Based on Arthur legend, new work features music written by local artist

Preview

March 31, 2006|By MARY JOHNSON | MARY JOHNSON,SPECIAL TO THE SUN

Tomorrow and Sunday, Ballet Theatre of Maryland will present a new ballet, Excalibur, based on Arthurian legend and choreographed by BTM artistic director Dianna Cuatto. From what I saw at rehearsal, this show is filled with spirit, romance, chivalry, sensuality and swordplay.

Ballet rehearsals provide an opportunity to witness dance art being created and are also a revelation for anyone who seriously works out. Intense ballet rehearsals demand a fitness level beyond merely extraordinary.

At last week's rehearsal, dancers endured a grueling workout that consisted of fight scenes for the men that made staged wrestling look tame, and stretching from the women that required incredible agility. BTM dancers met every demand with consummate grace. The choreography process -- described by Cuatto as "working with the music, dancers and movement" -- was fascinating to watch.

The mood was decidedly upbeat at this Excalibur rehearsal, presumably because of recent news of Cuatto signing a new contract with BTM. Asked about her current goals, Cuatto said, "I want the dancers to progress in the profession and to be better known outside of this immediate area."

Believing that dance should be accessible to everyone, Cuatto recalled that the company "had a great experience last year reaching the local Latino community with our Southwest Carmen doing a residency at Annapolis High School with Latino kids, and we have built on this."

"We routinely go to places where people can see us dance -- to Rotary Clubs, local restaurants and small businesses." Of her continuing goals, Cuatto said, "We continue to work with Young Audiences and hope to become part of the fabric of the state of Maryland to add to our home base in Annapolis."

Having established a successful collaboration with J. Ernest Green's Annapolis Chorale, the ballet company continues trying new ones.
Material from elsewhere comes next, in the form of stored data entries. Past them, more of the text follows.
PR #678, opened 2021-11-27
fix: avoid a warning about useless move

### LINKED ISSUE #677: GCC warning useless-cast
When compiling with gcc and `-Wuseless-cast`, this triggers a warning (or error with `-Werror`).
```
CLI/App.hpp:2273:24: error: useless cast to type ‘class CLI::FileError’ [-Werror=useless-cast]
 2273 |             throw CLI::FileError(std::move(fe));
      |       
```
Just `throw fe;` should be fine.

henryiii:
Closes #677. This is a more straight forward way to do this, and not that much duplication (three lines shorter).

### DIFF
--- a/include/CLI/App.hpp
+++ b/include/CLI/App.hpp
@@ -2252,26 +2252,23 @@ class App {
 
     /// Process callbacks and such.
     void _process() {
-        CLI::FileError fe("ne");
-        bool caught_error{false};
         try {
             // the config file might generate a FileError but that should not be processed until later in the process
             // to allow for help, version and other errors to generate first.
             _process_config_file();
+            
             // process env shouldn't throw but no reason to process it if config generated an error
             _process_env();
         } catch(const CLI::FileError &fe2) {
-            fe = fe2;
-            caught_error = true;
+            // callbacks and help_flags can generate exceptions which should take priority
+            // over the config file error if one exists.
+            _process_callbacks();
+            _process_help_flags();
+            throw;
         }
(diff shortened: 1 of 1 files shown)


include/CLI/App.hpp
```diff
@@ -2252,27 +2252,24 @@ class App {
...
             // process env shouldn't throw but no reason to process it if config generated an error
             _process_env();
         } catch(const CLI::FileError &fe2) {
-            fe = fe2;
-            caught_error = true;
+            // callbacks and help_flags can generate exceptions which should take priority
+            // over the config file error if one exists.
+            _process_callbacks();
+            _process_help_flags();
+            throw;
```
Henny022, line 2267: this should be `throw fe2;` to be equivalent to before

include/CLI/App.hpp
```diff
@@ -2252,27 +2252,24 @@ class App {
...
-        CLI::FileError fe("ne");
-        bool caught_error{false};
         try {
             // the config file might generate a FileError but that should not be processed until later in the process
             // to allow for help, version and other errors to generate first.
             _process_config_file();
+
             // process env shouldn't throw but no reason to process it if config generated an error
             _process_env();
         } catch(const CLI::FileError &fe2) {
```
```suggestion
        } catch(const CLI::FileError &) {
```

include/CLI/App.hpp
henryiii: Casting up then throwing was a mistake anyway. We shouldn't lose the subclass of one is used.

With Excalibur, Cuatto and her dancers for the first time are working with Maggie Sansone, the nationally acclaimed hammered dulcimer artist from the area.
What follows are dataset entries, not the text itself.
PR #679, opened 2021-12-02
Add WASI build support

thewtex:
Addresses:
```
  wasm-ld: error:
  CMakeFiles/WebAssemblyInterfaceHeaderTest1.dir/test/WebAssemblyInterfaceHeaderTest1.cxx.o:
  undefined symbol:
  std::__2::__fs::filesystem::__status(std::__2::__fs::filesystem::path
  const&, std::__2::error_code*)

  /usr/wasi-sdk-14.0/share/wasi-sysroot/include/c++/v1/filesystem:256:3:
  error: "The Filesystem library is not supported by this configuration
  of libc++"
  # error "The Filesystem library is not supported by this configuration
  of libc++"
```


henryiii (approved):
Thanks!

Issue #682, opened 2021-12-09
Allow to set a config root folder with set_config


Firefly35:
Sometimes an application will host several configurations (profiles) in its configuration folder (for instance in .app/profiles/...).
However, set_config doesn't provide a way to add a root_config folder where a profile would be searched for if it isn't found from its filename.

phlptp:
What do you think of the solution in #698?

Firefly35:
It's beyond my expectations, moreover it allows to specify several paths to
look for. It is a great solution to the issue I set.
Thanks for this proposition.


Le lun. 31 janv. 2022 à 23:45, Philip Top ***@***.***> a
écrit :

PR #683, opened 2021-12-09
feat[#682]: add the ability to set a config root folder. 

Firefly35:
Using set_config will search for the config filename from the current run directory of the application.
When the file is not found in this situation, it is searched for from the config_root_folder when it is set.


Firefly35:
Reopening the pull request from another branch to follow CLI11 guidelines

In an e-mail message this week about their collaboration, Sansone said, "I am very excited about this opportunity. It's a thrill to have music from my recordings put to dance by a superb choreographer. I just came back from a rehearsal, and it touched me deeply to see one of my original compositions -- `The Seeker' -- put to dance because I visualized movement of some sort as I composed it and always felt it was suited to dance."

The Maryland Hall for Creative Arts performances, at 8 p.m. tomorrow and at 2 p.m. Sunday, will feature Cuatto's two-act Excalibur set in stylistic medieval, classical and contemporary dance form telling the tale through King Arthur's half-sister Morgan le Fay, whose tragic journey brings destruction and death. The forces of light against forces of darkness are brought to life through wizardry, magic, swordfights, knights and princesses. The drama is danced to live music composed by Sansone and performed by her on the hammered dulcimer, with Karen Ashbrook on the Irish flute, Andrea Hoag on the fiddle, Paul Oorts on guitar and accordion, and James Gummer on percussion.

Two other new pieces will be introduced: Beneath the Surface, choreographed by Jennifer Yackel, which explores the human character; and BTM ballet master Bryan Skates' abstract work set to Samuel Barber's Adagio for Strings.

Sunday's performance will have some interactive parts where children can cheer their favorite knights and will be followed by a medieval festival from 4 p.m. to 6 p.m.

Tickets are $40 each and can be purchased by calling Maryland Hall's box office at 410-263-5544 today only or at the theater one hour before either performance. Tickets for just the medieval festival at $8 each are also available through Maryland Hall's box office, 801 Chase St., Annapolis.